Do you want to enhance your political knowledge? Global Young Voices chose five popular books that focus on political issues to get you started.
1. “The Prince” - Niccolò Machiavelli
“Never attempt to win by force what can be won by deception.”
“The Prince” is an analysis of how to acquire and maintain political power. Machiavelli discusses the conduct of great men and the principles of royal government.
2. “1984” – George Orwell
“He who controls the past controls the future. He who controls the present controls the past.”
Orwell imagines the world after a nuclear war in his novel “1984.” He sees the world divided into three states. London is a city in Oceania, ruled by a party who has total control over all its citizens. Winston Smith is one of the bureaucrats, rewriting history in one of the government’s departments. One day he commits the crime of falling in love with Julia. They try to escape Big Brother's listening and viewing devices, but nobody can really escape, evolving into a story of how Mr. Smith lives under a dictatorship.
3. “The Republic” - Plato
“Excess of liberty, whether it lies in state or individuals seems only to pass into excess of slavery.”

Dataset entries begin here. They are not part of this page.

PR #1954, opened 2026-01-20
chore: use a gemfile to install toys and toys-release during release workflows

dazuma:
Use the setup-ruby action to install toys and toys-release via a Gemfile during release workflows, instead of an explicit step that runs `gem install`. This will:

* Allow renovate to manage the versions of the tools being used
* Allow setup-ruby to cache the bundle installs

Note the Gemfile is kept in the release subdirectory of the toys directory hierarchy, so it doesn't interfere with bundler integration for non-release-related tools.

This change is included in https://github.com/open-telemetry/opentelemetry-ruby/pull/2006 in the main repo.

Ref: @thompson-tomo [comments in https://github.com/open-telemetry/opentelemetry-ruby/pull/2006](https://github.com/open-telemetry/opentelemetry-ruby/pull/2006#discussion_r2704502519)
Ref: @arielvalentin [comments in https://github.com/open-telemetry/opentelemetry-ruby-contrib/pull/1923](https://github.com/open-telemetry/opentelemetry-ruby-contrib/pull/1923#pullrequestreview-3658301732)

PR #1959, opened 2026-01-20
chore: canary test for release workflows

dazuma:
This is an alternative to #1952, for discussion.

#1952 modifies the existing release workflows so they partially run during pull request CI if the workflows are changed (e.g. when Renovate updates them). This is meant to catch problems like #1947 which silently broke the workflows. However, the changes are pretty invasive to the workflows themselves, because the logic needed to trigger the workflow in a normal release context *or* a CI context, and the logic needed to distinguish the two cases, is sometimes tricky to implement.

This pull request is a simpler alternative with some trade-offs. It introduces a new "canary" workflow that runs only in the CI context and duplicates the installations in the other release workflows. It does not modify any of the other workflows. The idea is, when Renovate does any updates, it should open a pull request that affects all the workflows, including this one. Any installation breakages should manifest at CI time in this workflow run without needing to run the others. This should catch Renovate-driven cases like #1947, but may not catch other cases such as someone modifying individual workflows without making corresponding changes to this one.

So to summarize the pros and cons.

Arguments for #1952:

* Can catch individual changes (e.g. not driven by Renovate) to release workflows that do not also touch this "canary" workflow.
* ~Framework for potential future invocation of CLIs in dry-run mode to catch breakages that would manifest only when running the CLI itself. (Does not provide this yet, but can in the future.)~ Edit: now that I think about it, such "dry-run test invocations" of the CLI itself could simply be added to this canary workflow, so this is not a *distinguishing* argument for 1952.

Arguments for the current PR:

* Non-invasive in the existing release workflows, does not increase their complexity or require more third-party dependencies.

### DIFF
--- a/.github/workflows/release-test.yml
+++ b/.github/workflows/release-test.yml
@@ -18,7 +18,7 @@ jobs:
       - name: Install Ruby
         uses: ruby/setup-ruby@675dd7ba1b06c8786a1480d89c384f5620a42647 # v1.281.0
         with:
-          ruby-version: "4.0.1"
+          ruby-version: "4.0"
       - name: Checkout repo
         uses: actions/checkout@8e8c483db84b4bee98b60c0593521ed34d9990e8 # v6.0.1
       - name: Install Toys
--- a/.github/workflows/release-test.yml
+++ b/.github/workflows/release-test.yml
@@ -1,0 +1,27 @@
+name: Test for release workflows
+
+on:
+  pull_request:
+    branches:
+      - main
+    paths: &path_filters
+      - ".github/workflows/release-test.yml"
+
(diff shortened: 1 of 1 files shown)


.github/workflows/release-test.yml
```diff
@@ -0,0 +1,31 @@
+name: Test for release workflows
+
+on:
+  pull_request:
+    branches:
+      - main
+    paths: &path_filters
+      - ".github/workflows/release-test.yml"
```
dazuma, line 8: Note: if #1954 is merged, then ".toys/release/Gemfile" should be added to this list. (And the changes from #1954 should be applied to the job specification below.)

PR #1970, opened 2026-01-31
fix: Move checkout to be before install

thompson-tomo:
This will help fix the issue reported in comments in #1954


kaylareopelle (approved):
🚀

PR #1975, opened 2026-02-01
feat: Add Rage instrumentation to instrumentation_all

rsamoilov:
This PR adds OpenTelemetry instrumentation for the [Rage framework](https://github.com/rage-rb/opentelemetry-instrumentation) to `instrumentation_all`.


rsamoilov:
@arielvalentin Thank you for the response. I share the concerns about the `all` gem and agree a more explicit dependency model is healthier for the ecosystem long-term.

That being said, I'm happy to close this PR and instead focus on improving the developer experience for users who adopt `opentelemetry-instrumentation-rage` directly.

PR #1983, opened 2026-02-04
ci: Commit lock files

### LINKED ISSUE #1962: Commit gemfile.lock to repo
To assist with implementing reproducible builds and simplifying the fossa Workflow we should commit the lock files except for examples. We can then have renovate update these files weekly and additionally filter the fossa Workflow to only run when the lock file changes. This reduces un-necessary uploads.

thompson-tomo:
Closes #1962 

This goes through and commits the gem lockfiles.

By committing the lockfiles this enables the fossa scan to be simplified to only upload pre-generated files rather than needing to generate them on the go. It also enables better deterministic builds as everyone will always be using the same lock file.

We do not need to worry about maintaining the lockfile as renovate will raise a weekly pr to bump the contents.

Note i have also scheduled a weekly upload of the files to fossa.


robbkidd:
> It also enables better deterministic builds as everyone will always be using the same lock file.

Were the `Gemfile.lock`s to be checked in, consumers of these gems would not be using them. Only version constraints declared in each gem's `.gemspec` affect dependency resolution occurring within consuming projects. Deterministic builds aren't really a thing controllable by a Ruby library.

“The Republic,” shows the reasoning of Plato and how he tries to determine what constitutes justice in a given state, whether or not the concept of justice should be determined by citizens and how justice may actually be accomplished.
4. “The Social Contract” – Jean Jacques Rousseau
“...In respect of riches, no citizen shall ever be wealthy enough to buy another, and none poor enough to be forced to sell himself.”
Rousseau asserts in this book that modern states repress the physical freedom that is people’s birthright, while doing nothing to secure civil freedom. Legitimate political authority, he suggests, comes only from a social contract agreed upon by all citizens for their mutual preservation.
5. “The Communist Manifesto” – Karl Marx and Friedrich Engels
“The proletarians have nothing to lose but their chains. They have a world to win.”
The “Communist Manifesto” reflects an attempt to explain the goals of Communism, as well as the theory underlying the movement. It argues that class struggles, or the exploitation of one class by another, are the motivating force behind all historical developments. A revolution occurs then, and a new class emerges as the ruling one.